25 April 2014
During a routine inspection
Below is a summary of what we found. The summary details what we observed, what we reviewed in the provider's records, and what people using the service, their relatives, and the staff told us about the service.
If you want to see the evidence that supports our summary please read the full report.
Is the service safe?
The care plans we reviewed for people living at the home included risk assessments which identified risks and recommended actions to minimise those risks. This demonstrated that there were systems in place to measure and control risks to people using the service.
Recruitment practice was safe and thorough. This meant that people were cared for by competent and experienced staff.
We found that the provider did not have a contingency plan in place should the people using the service need to be relocated to another premises, for example following flooding or fire damage. The manager told us this would be dealt with as a priority.
We reviewed the equipment being used to provide the service. There were appropriate service agreements in place for the stair-lift and call-bell system and they were working correctly. The bath chair was also working correctly.
All the walking aids being used by people were in good condition. However, we found defects on three wheelchairs which were privately owned by people living at the home. These defects presented a safety risk. The provider did not regularly audit wheelchairs and walking aids being used in the home. The manager agreed to immediately introduce a regular audit of all mobility and walking aids and to ensure arrangements were made for the wheelchair defects to be repaired.
None of the people living at the home were subject to deprivation of liberty safeguards (DoLS) at the time of our visit. Staff had a good understanding of their duties in relation to safeguarding and whistleblowing which meant people were protected.
Is the service effective?
All the people and relatives we spoke with during our visit were complimentary about the care provided by the staff. One person described the staff as "very helpful" and a relative told us the staff consistently did "more than you would expect".
People were involved in the assessment of their care needs and development of their care plans. This ensured care plans reflected their individual needs.
The provider had established links with other health and social care professionals. This meant people were supported to access additional care and treatment services to meet their needs.
Is the service caring?
The care staff had completed relevant training in maintaining people's privacy, dignity, and independence. We saw evidence of staff interacting with people and treating them with consideration and respect.

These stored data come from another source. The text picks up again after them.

PR #710, opened 2021-09-01
Use root context in sync-catalog to-k8s

t-eckert:
Changes proposed in this PR:
- Add a context to the `K8SSink` struct
- Use the context in the struct for processes spawned by `K8SSink`
- Update tests on `K8SSink` to pass in a `context.Background()`
- Update the `sync-catalog` command which instantiates and uses `K8SSink` to pass in the `ctx` created when in its `Run` function

How I've tested this PR:

I ran the unit tests for the `catalog` and `sync-catalog` packages. They passed :).

Unit tests

Checklist:
- [x] Tests added (modified)
- [-] CHANGELOG entry added (*HashiCorp engineers only, community PRs should not add a changelog entry*)

### DIFF
--- a/control-plane/catalog/to-k8s/sink.go
+++ b/control-plane/catalog/to-k8s/sink.go
@@ -38,7 +38,7 @@ type Sink interface {
 
 // K8SSink is a Sink implementation that registers services with Kubernetes.
 //
-// K8SSink also implements controller.Resource and is meant to run as a K8S
+// K8SSink also implements controller. Resource and is meant to run as a K8S
 // controller that watches services. This is the primary way that the
 // sink should be run.
 type K8SSink struct {
@@ -50,6 +50,9 @@ type K8SSink struct {
 	// services in Kubernetes. This can be fairly short since no work will be
 	// done if there are no changes.
 	SyncPeriod time.Duration
+
+	// Ctx is used to cancel the Sink
+	Ctx context.Context
 
 	// lock gates concurrent access to all the maps.
 	lock sync.Mutex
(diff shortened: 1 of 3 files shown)


control-plane/catalog/to-k8s/sink.go
```diff
@@ -38,7 +38,7 @@ type Sink interface {
 
 // K8SSink is a Sink implementation that registers services with Kubernetes.
 //
-// K8SSink also implements controller.Resource and is meant to run as a K8S
+// K8SSink also implements controller. Resource and is meant to run as a K8S
```
kschoche, line 41: I think this is saying `controller.Resource` and is not a sentence

control-plane/catalog/to-k8s/sink.go
```diff
@@ -51,6 +51,9 @@ type K8SSink struct {
 	// done if there are no changes.
 	SyncPeriod time.Duration
 
+	// Ctx is used to cancel the Sink
```
kschoche, line 54:
```suggestion
	// Ctx is used to cancel the Sink.
```

control-plane/catalog/to-k8s/sink.go
t-eckert: Oh. Oops.

kschoche (approved):
This looks great, I left just a couple comments.
I wanted to also just leave a general thought: Given that the previous flow of this code basically assumed that the context wouldnt do anything (`context.TODO()`) under any circumstances and we're adding logic where we are expecting that passing a context *should do something* does it make sense to add some testing somewhere?
We are technically changing the expected behaviour?

kschoche:
> > This looks great, I left just a couple comments.
> > I wanted to also just leave a general thought: Given that the previous flow of this code basically assumed that the context wouldnt do anything (`context.TODO()`) under any circumstances and we're adding logic where we are expecting that passing a context _should do something_ does it make sense to add some testing somewhere?
> > We are technically changing the expected behaviour?
> 
> That's a great point that I didn't really stop to reflect on. I'll take a look at where it would be meaningful to add tests.

I can't honestly think of a good testing scenario here that doesn't just test the k8s APIs (unnecessary) handling of ctx so it's probably okay to ignore for now, but just wanted to raise that as a something to brainstorm going forward!

control-plane/catalog/to-k8s/sink.go
```diff
@@ -51,6 +51,9 @@ type K8SSink struct {
 	// done if there are no changes.
 	SyncPeriod time.Duration
 
+	// Ctx is used to cancel the Sink.
+	Ctx context.Context
```
lkysow, line 55: can this be private (lowercase)?

lkysow (approved):
This does look pretty hard to test, but a good call out. I think I'm okay without a test.

control-plane/catalog/to-k8s/sink.go
t-eckert: I tested it and it doesn't work if private. If I'm wrong, we can swing back around and fix it.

One relative told us they "couldn't speak highly enough" of the care staff and that all the staff "had the same high standards". One person living at the home told us the staff provided care in a "dignified and respectful way".
People's preferences, interests, and care needs had been identified in their care plans and support was provided in accordance with their wishes.
Is the service responsive?
The provider had appropriate systems in place to ensure the service was meeting the needs of the people living at the home. The staff had a good understanding of people's preferences which meant care and support was tailored to their individual needs.
There were effective systems in place to ensure changes to people's care plans were communicated to the care staff. This meant that the delivery of care could be adapted to people's changing needs.
There was evidence that the provider recorded accidents and incidents and that measures would be put in place to minimise the risk of future incidents.
There was a complaints procedure in place and the people we spoke with and their relatives were aware of how to make a complaint if required. All the people we spoke with during our visit said they had never had any reason to make a complaint about the service.
Is the service well-led?
The provider had quality assurance processes in place to ensure the service was meeting the needs and expectations of the people living at the home and their relatives.
All the people we spoke with during our visit, including care staff and relatives, agreed that they would be supported by the manager and provider if they wanted to comment or complain about the service.
All the staff we spoke with were clear on their roles and responsibilities within the home. The staff told us they had been given appropriate training and support by the provider to enable them to carry out their care duties safely and effectively. Because the manager and provider were actively involved in providing care support, they were also able to provide staff with necessary guidance on best practice.
The service had established links with other health and social care professionals to ensure people's care needs were met.